I will also add, if you get into some inconsistencies or issues down range, don't overlook dynamic spine. Personally when shooting long range my groups will open up if I were where you are on the software program charts. I will post a pic with your specs to give you an idea.


----------



## ontarget7 (Dec 30, 2009)

ontarget7 said:


> I will also add, if you get into some inconsistencies or issues down range, don't overlook dynamic spine. Personally when shooting long range my groups will open up if I were where you are on the software program charts. I will post a pic with your specs to give you an idea.

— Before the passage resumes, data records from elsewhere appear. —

PR #1920, opened 2026-06-24
fix(#1915): per-flow wh_drop LOG limiter — distinct blocked flows synthesize events again

### LINKED ISSUE #1915: bug(router): wh_drop 2/s throttle (#1864) starves nflog event synthesis → Gate 2 red ~1 day, blocking ALL router publishes
## Impact (critical path)
Master Router CD has been RED since ~2026-06-22 21:00, so **nothing has published since v0.3.13** (06-22 15:50). Every router fix merged after that is stuck unpublished — notably **#1865 (block-page never-dropped, PR #1868)** and **#1864 (nice-agent, PR #1867)** themselves. Operator-visible symptom: `::1:8443` still shows up blocked because the #1865 fix can't reach prod routers.

## Root cause — regression from #1864/#1867
#1867 tightened the nftables `wh_drop` LOG rate-limit from **10/s → 2/s** (burst 20) to stop kernel-ring-buffer flooding. But that same `wh_drop` kernel log is the SOURCE the agent's `nflog-tail` sidecar greps (`logread -f`) to synthesize **blocked/paused connection_events** (`wifihaven-agent:840–855`, #1122/#1126; dedup per `(mac,reason,dst)`). At 2/s, distinct `(mac,reason,dst)` drop events are rate-limited away BEFORE the agent's tail sees them → events never synthesized.

Gate 2 fake-mode failures (reproduce across runs 27983918102/#1845, 27991328611/#1846, 28040057595/#1841):
- `test_paused_mac_https_traffic_surfaces_as_nflog_event` — TimeoutError waiting for the nflog-synthesized Paused event.
- `test_ea_direct_requery_allowed_under_blocked_mac` — TimeoutError (likely same starvation of the blocked-flow event path).

The flat rate-limit conflates two purposes of the wh_drop log: **flood control** (suppress repeats) vs **event synthesis** (needs ≥1 line per distinct (mac,reason,dst)). A blunt 2/s throttle drops distinct events too.

## Fix direction
Reconcile both needs — **log each distinct `(mac, reason, dst)` at least once, suppress only REPEATS** (storms), instead of a flat global rate-limit:
- Preferred: nftables dynamic set keyed on `(ether saddr . ip[6] daddr . reason)` with a timeout — `update @wh_logged {...}` so the LOG fires only on first-seen per window (drop-rate-window). Distinct events always log once; retry storms are suppressed. Enforcement (`counter drop`) unchanged.
- Alternative: revert the harsh nft rate-limit and rely on the agent's EXISTING per-(mac,reason,dst) dedup + the self-truncating /tmp spool for flood control (the spool is bounded; dedup collapses storms in-agent) — i.e. move flood-control off the kernel log and into the agent where it doesn't starve synthesis.
- Whatever the approach: a distinct paused/blocked flow MUST surface as exactly one event; a retry storm must NOT flood. Add a busted test asserting the rendered rule logs distinct flows (not flat-throttled), and confirm Gate 2's paused/blocked-event tests pass.

## Validation / host
Router-agent + Gate 2 e2e (KVM). A macOS chip writes the render.lua + busted change and validates via CI (Gate 2 ~37min/run — be high-confidence); final reachability is Gate 2 on the self-hosted runner. NOTE the VM logs also show `udhcpc: no lease` networking noise — rule that in/out, but the deterministic cross-run reproduction + the exact event-starvation mechanism point at the throttle, not flake.

Fresh issue (do NOT reopen merged #1864/#1867). Relates to #1864, #1865 (blocked from shipping), #1826.

sameerparekh:
Fixes #1915. Relates to #1864, #1865.

## Problem (critical path — Master Router CD red ~1 day, blocking ALL router publishes incl. #1865)

#1864/#1867 tightened the nftables `wh_drop` LOG to a flat per-rule `limit rate 2/second burst 10` to stop the kernel ring-buffer flood. But that same `wh_drop` kernel log is the SOURCE the agent's `wifihaven-nflog-tail` sidecar greps (`logread -f`) to synthesize **blocked/paused `connection_event`s** (`wifihaven-agent:840–855`, #1122/#1126).

A flat per-rule limit is a **single token bucket SHARED across every flow** that hits the drop rule. Once a retry storm drains the bucket, the **next DISTINCT `(mac,dst)` flow's first packet is rate-limited away before the agent's tail ever reads it** → events never synthesize. Gate 2 `test_paused_mac_https_traffic_surfaces_as_nflog_event` and `test_ea_direct_requery_allowed_under_blocked_mac` time out, deterministically, across runs.

The flat limit conflated two purposes of the LOG: **flood control** (suppress REPEATS) vs **event synthesis** (needs ≥1 line per distinct event).

## Fix — per-element (per-flow) limiter (issue's PREFERRED option)

Replace the flat per-rule limit with a dynamic set keyed on `(ether saddr . ip[6] daddr)` with an **embedded `limit rate 1/minute burst 5`**:

```
… update @wh_drop_log4 { ether saddr . ip daddr limit rate 1/minute burst 5 packets } log prefix "wh_drop:<mac>:<reason> "
… counter drop comment "wh_drop:<mac>:<reason>"
```

- **Each distinct flow gets its own token bucket** → a fresh `(mac,dst)` element starts with a full burst, so the **first packet of every distinct flow always logs** → synthesis is never starved.
- A storm to the **same** `(mac,dst)` drains only that element's bucket → suppressed → ring buffer stays usable (the #1864 goal, now achieved per-flow instead of by a blunt global throttle).
- The embedded limit is a **match**: over budget the `update` evaluates false and the rule stops **before** the log (no verdict), falling through to the unchanged unconditional `counter drop`. **Enforcement and drop counts are exact** — only the LOG gating moved from per-rule to per-flow.

### Why `(mac, dst)` is the right key — it removes only duplicates, never real events

`(mac, dst_ip)` is exactly the granularity at which a distinct event exists. In `nflog.lua`, the synthesized event's `hname = lookup(dst_ip)` and `reason` come from the matched rule — **both are functions of `dst_ip`**: hname is a reverse lookup of it, and a given `(mac,dst_ip)` always hits the same first-matching drop rule (the rules don't match on L4 port), so the reason is deterministic. The agent's own dedup key `(mac, dst_ip, hname)` therefore collapses to `(mac, dst_ip)` — the same granularity my limiter uses. So every distinct flow logs its first packet; only repeats the agent would dedup anyway (60s window) are suppressed before they flood the ring buffer.

Whole-MAC drops are family-agnostic (no daddr predicate), so their LOG is split into a `meta nfproto ipv4`/`ipv6` pair to extract a `(mac,dst)` key per family; the single `counter drop` stays family-agnostic.

Why not the ALT (revert nft limit, rely on agent dedup + spool): the agent dedup runs *after* the kernel has already written every packet's LOG line, so it can't protect the **kernel** ring buffer — reverting re-introduces the #1864/#1826 flood. The per-element limiter protects both.

## Validation

- New failing-first busted specs (`render_spec.lua`, committed red then green): per-flow `(mac,dst)` limiter sets exist; the LOG is gated by `update @wh_drop_log…` and **never** a flat `limit rate N/second`; whole-MAC drops log both v4+v6 distinct flows; the drop verdict is still never gated by the limit. Updated the #1826/#1864 specs that pinned the old flat format.
- `busted test/render_spec.lua` → **201 passing**; `nflog_spec` → 21 passing. (Other specs' local errors are missing C libs `luci.jsonc`/`cqueues` on the lua5.5 host — env, not this change; CI runs lua5.1 with deps.)
- **`nft -c -f` clean (exit 0) on a real OpenWRT v1.1.6 / kernel 6.12 router** for both the ea-carve and whole-MAC `meta nfproto` rulesets — confirms the embedded-limit-in-set and `meta nfproto` syntax are kernel-valid.
- Final reachability is Gate 2 on the self-hosted KVM runner (can't run locally) — relying on this PR's CI.

## `udhcpc: no lease` VM noise — ruled out

Transient client boot-time DHCP lag. The harness already absorbs it: `_wait_for_client_lan` (`scripts/e2e/lib/vm.py`) retries the eth0 lease + DNS probe for up to 60s and only `log.warning`s on miss (never fails the run). The deterministic, cross-run failure is the event-synthesis `TimeoutError`, not a connectivity/DHCP error. Primary fix is the throttle.

### DIFF
--- a/openwrt/files/usr/lib/lua/wifihaven/render.lua
+++ b/openwrt/files/usr/lib/lua/wifihaven/render.lua
@@ -1080,12 +1080,14 @@ function M.nft(snapshot, opts)
   end
 
   -- #1122/#1126: each drop is rendered as a pair of rules sharing one predicate
-  -- (see #1826 / `emit_drop` below):
-  --   `<predicate> limit rate 2/second burst 10 packets log prefix "wh_drop:<mac>:<reason> "`
+  -- (see #1826/#1915 / `emit_drop` below):
+  --   `<predicate> update @wh_drop_log4 { ether saddr . ip daddr limit rate 1/minute burst 5 packets } log prefix "wh_drop:<mac>:<reason> "`
   --   `<predicate> counter drop comment "wh_drop:<mac>:<reason>"`
   -- (pre-#1826 this was a single `… log prefix … counter drop` rule; the LOG is
-  -- now on its own rate-limited rule so a retry storm can't flood the kernel
-  -- ring buffer, while the drop stays unconditional).
+  -- now on its own rule so a retry storm can't flood the kernel ring buffer,
+  -- while the drop stays unconditional. #1915 made the LOG gate a per-flow
+  -- (per-(mac,dst)) limiter set instead of a flat per-rule rate — see the
+  -- emit_drop comment below for why.)
   -- The `log prefix` form writes to the kernel ring buffer (the LOG backend),
   -- so the wifihaven-nflog-tail sidecar can read the dropped-packet records
   -- straight off `logread -f` on stock OpenWRT — no NFLOG netlink consumer
--- a/openwrt/files/usr/lib/lua/wifihaven/render.lua
+++ b/openwrt/files/usr/lib/lua/wifihaven/render.lua
@@ -1129,27 +1129,68 @@ function M.nft(snapshot, opts)
   -- shared `logread` ring buffer when several MACs retry-storm at once — the
   -- aggregate (10/s × N drop rules) evicted wifihaven-agent and dnsmasq lines
   -- from the ring buffer, leaving the router undiagnosable during an incident.
-  -- Throttle the LOG harder: 2/second with a burst of 10 still captures the
-  -- distinct flows the agent's nflog tail needs to label blocked-flow events
-  -- (the labels are deduped per (mac, reason, dst), so a retry storm to one
-  -- endpoint needs only a single sample), but cuts the steady-state ring-buffer
-  -- footprint ~5×. The burst absorbs the initial flurry of distinct hosts; the
-  -- low sustained rate keeps the ring buffer usable for everything else. The
-  -- `counter drop` rule is unchanged, so enforcement and drop counts are exact.
-  local DROP_LOG_LIMIT = "limit rate 2/second burst 10 packets"
-  local function log_suffix(mac, reason)
-    return string.format(" %s log prefix \"wh_drop:%s:%s \"",
-                         DROP_LOG_LIMIT, mac, reason)
+  -- That was first throttled harder (a flat 2/second per-rule limit), but —
+  --
+  -- #1915: a flat per-RULE `limit rate` is a single token bucket SHARED across
+  -- every flow that hits the rule. It conflates two needs the wh_drop LOG
+  -- serves: flood control (suppress retry STORMS) and event synthesis (the
+  -- agent's nflog tail needs ≥1 line per DISTINCT (mac,reason,dst) to emit a
+  -- blocked/paused connection_event). Once a storm drains the shared bucket,
+  -- the NEXT distinct flow's first packet is rate-limited away before the tail
+  -- reads it — so events silently stop synthesizing (Gate 2
+  -- test_paused_mac_https_traffic_surfaces_as_nflog_event hung; the regression
+  -- that took Master Router CD red ~2026-06-22 and blocked every router
+  -- publish, #1865 included).
+  --
+  -- Fix: gate the LOG with a PER-ELEMENT (per-flow) limiter instead — a
+  -- dynamic set keyed on (ether saddr . ip[6] daddr) with an embedded
+  -- `limit rate`. Each distinct (mac,dst) flow gets its OWN token bucket, so
+  -- the first packet of every distinct flow always logs (fresh bucket) and
+  -- synthesis is never starved; a storm to the SAME (mac,dst) drains only that
+  -- element's bucket and is suppressed, so the ring buffer stays usable. The
+  -- embedded limit is a match: when the bucket is empty the `update` expression
+  -- is false and the rule stops BEFORE the log (no verdict), falling through to
+  -- the unconditional `counter drop` on the next rule — enforcement and drop
+  -- counts are unchanged, exactly as the two-rule #1826 split guarantees. The
+  -- small burst headroom (5) is collapsed back to one event by the agent's own
+  -- per-(mac,reason,dst) dedup (nflog.new_dedup, 60s window). The two sets
+  -- (wh_drop_log4/6) are declared just above `chain wifihaven_block`.
+  --
+  -- Per-flow rate keyed on (mac,dst): 1/minute lines up with the agent's 60s
+  -- dedup window; burst 5 absorbs a couple of initial retransmits per flow
+  -- without flooding. Distinct flows are never throttled against each other.
+  local DROP_LOG_RATE = "limit rate 1/minute burst 5 packets"
+  -- LOG suffix for a family-constrained predicate ("ip" → v4 set, else v6).
+  local function log_suffix(family, mac, reason)
+    local set, key
+    if family == "ip6" then
+      set, key = "wh_drop_log6", "ether saddr . ip6 daddr"
+    else
+      set, key = "wh_drop_log4", "ether saddr . ip daddr"
+    end
+    return string.format(
+      " update @%s { %s %s } log prefix \"wh_drop:%s:%s \"",
+      set, key, DROP_LOG_RATE, mac, reason)
   end
   local function drop_suffix(mac, reason)
     return string.format(" counter drop comment \"wh_drop:%s:%s\"",
                          mac, reason)
   end
-  -- Emit the rate-limited log rule then the unconditional drop rule for one
-  -- predicate. `predicate` is everything up to (but excluding) the log/drop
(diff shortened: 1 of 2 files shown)


sameerparekh:
## Independent PR review — #1920 (first run)

Read-only adversarial pass over `git diff origin/main...HEAD` (render.lua + render_spec.lua) against the 8 checklist dimensions.

### BLOCKERS
(none)

### SHOULD-FIX
1. **`openwrt/files/usr/lib/lua/wifihaven/render.lua:1084`** — the canonical "each drop is rendered as a pair of rules" example comment still shows the **old flat form** `<predicate> limit rate 2/second burst 10 packets log prefix "wh_drop:…"`, now contradicted by the code this PR ships (which emits `<predicate> update @wh_drop_log4 { ether saddr . ip daddr limit rate 1/minute burst 5 packets } log prefix "wh_drop:…"`). It's the hot-path comment the next reader keys off — stale doc in the changed file. Update the example to the per-flow form.

### NITS
1. **render.lua (set decls `wh_drop_log4`/`wh_drop_log6`)** — the dynamic sets omit an explicit `size` cap, so they can grow with the number of distinct dropped `(mac,dst)` flows in the timeout window. Mitigated and **not** a new OOM risk: keyed on dropped-flow dsts only (a strict subset of all traffic) with a short `2m` timeout — strictly less exposure than the existing `mac_ip_tracking` set (all forwarded traffic, `6h` timeout, also no `size`) already accepted in prod. An explicit `size` would be defensive-in-depth only.
2. **PR body** carries the `🤖 Generated with Claude Code` footer; dimension 7 lists "no AI mentions in PR body." Per repo norm the authorship trailer is accepted, so non-blocking.

### Dimension notes (clean)
- **1 Single source of truth:** no policy quantity re-derived. The throttle key `(mac, dst)` is intentionally aligned with the agent's own event identity — `nflog.lua:257` derives `hname = lookup(dst_ip)` and `reason` from the matched rule, so `(mac,dst_ip,hname)` collapses to `(mac,dst_ip)`. The throttle therefore suppresses only what the agent's 60s dedup would discard anyway; no double-source.
- **2 Testing:** red→green visible (`a4d6eecc` failing test before `bf7a4d0b` impl). New per-flow behavior asserted positively (limiter sets exist; LOG gated by `update @wh_drop_log…`; whole-MAC logs both v4+v6; drop verdict still never gated). The edits to the #1826/#1864 specs **strengthen** rather than weaken — they replace the old flat-format pins with "never a flat per-second throttle," which is the bug being fixed (justified). No assertion weakened to hide a regression.
- **3 Architecture:** no decision logic added to the agent (only LOG gating); enforcement `counter drop` is byte-identical; no DNS-layer reasoning. No new `/tmp` writer (nft dynamic sets are kernel memory, timeout-bounded).
- **4 Wire contract:** the `wh_drop:<mac>:<reason> ` log prefix — the agent's parse contract — is unchanged, so an old agent against a new ruleset still synthesizes events. Additive/compatible.
- **5/6/8:** no migrations; no new metric needed (bugfix to an existing path, not a new one); no secrets/SQL/routes.
- **Validation corroborated:** `nft -c -f` exit 0 on real OpenWRT v1.1.6 for both the ea-carve and whole-MAC `meta nfproto` rulesets; all 14 `emit_drop` call sites pass the correct family (daddr-bearing → ip/ip6; the 2 family-agnostic whole-MAC calls → default `any`).

### VERDICT: APPROVE
Per-flow `(mac,dst)` LOG limiter cleanly fixes the #1864 flat-throttle regression that starved nflog event synthesis: first-seen of every distinct flow always logs (fresh element = full burst) while same-flow storms are suppressed, with enforcement untouched. No blockers; one stale hot-path comment (SHOULD-FIX) and two minor nits. Final reachability is Gate 2 KVM CI, which this PR relies on.

sameerparekh:
## Independent PR review — #1920 (re-run @ 516c1655)

### Prior-findings status
|---|---|---|
| SHOULD-FIX 1 | `render.lua:1084` stale flat-format example comment | **ADDRESSED** — updated to the per-flow `update @wh_drop_log4 { … limit rate 1/minute burst 5 packets } log prefix …` form (commit `516c1655`). |
| NIT 1 | dynamic sets omit explicit `size` cap | NOT-ADDRESSED (accepted — mitigated by precedent + 2m timeout; defensive-only) |
| NIT 2 | PR-body AI footer | NOT-ADDRESSED (accepted per repo norm) |

### Incremental delta (`git diff bf7a4d0b...516c1655`)
Comment-only change (6 lines) updating the hot-path example to match the emitted rule. No code/behavior change; `busted test/render_spec.lua` still 201 passing. No new findings.

### BLOCKERS
(none)

### VERDICT: APPROVE
The one SHOULD-FIX is addressed; the delta is documentation-only with no behavioral impact. Per-flow `(mac,dst)` LOG limiter fix stands as reviewed. No blockers. Final reachability remains Gate 2 KVM CI.

sameerparekh:
Gate 2 doesn't auto-run on PRs (it runs via `workflow_call` from Master Router CD on push to main). To validate the actual paused/blocked-event tests **before** merge, I manually dispatched **VM e2e (fake API — Gate 2)** against this branch (`516c1655`): https://github.com/wifihaven/wifihaven/actions/runs/28067529050

All PR-required checks (OpenWrt Lua Tests, Contract Tests, image build, CodeQL, etc.) are already green. Monitoring the Gate 2 run (~20–40min) through to confirm `test_paused_mac_https_traffic_surfaces_as_nflog_event` + `test_ea_direct_requery_allowed_under_blocked_mac` pass; will report back. Not merging / not arming auto-merge — operator's call.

Here is the pic, as you can see, way to the weak side


----------



## Charlie250 (Mar 15, 2014)

ontarget7 said:


> Here is the pic, as you can see, way to the weak side


Wow. Thanks man. I never really thought about arrows being stuff or weak. I've shot the same kind since I started hunting. I have been reading that mine are a little light for hunting. They are about 386 gr. what would you recommend for a good hunting/target arrow for my setup. I only hunt whitetail. Thanks again for the help.


----------



## aestheticbrah (Feb 24, 2015)

How are you guys lining up the center of the shaft and the top of the Berger hole with the rubber shelf padding in the way? Did you just eyeball it?


----------



## THE ELKMAN (Jan 2, 2013)

Just poke a pointed object through from the back, not hard enough to penetrate, just hard enough to see the bulge. Then mark it with a silver paint pen while your poking and you will have the reference point from then on. Set your shaft center, to center bottom of mark for best tune...


----------



## armarm (Mar 27, 2015)

I'm shooting 29.5" goldtip hunter with 340 spine. 30" DL at 70...I'm thinking 300 spine would be better? Thinking it will help my tail left tear


----------



## ontarget7 (Dec 30, 2009)

With your specs at your draw length, yes a 300 spine would be best


----------



## armarm (Mar 27, 2015)

That 70lbs feels like 80lbs at 30" lol. If I drop to 65,66lbs, 300 still?


----------



## ontarget7 (Dec 30, 2009)

If it were me with your specs I would still go 300. It will give you more versatility when you want to increase the weight. Going down to 65# is doable with the 340's but I would cut raw shafts about 28.5"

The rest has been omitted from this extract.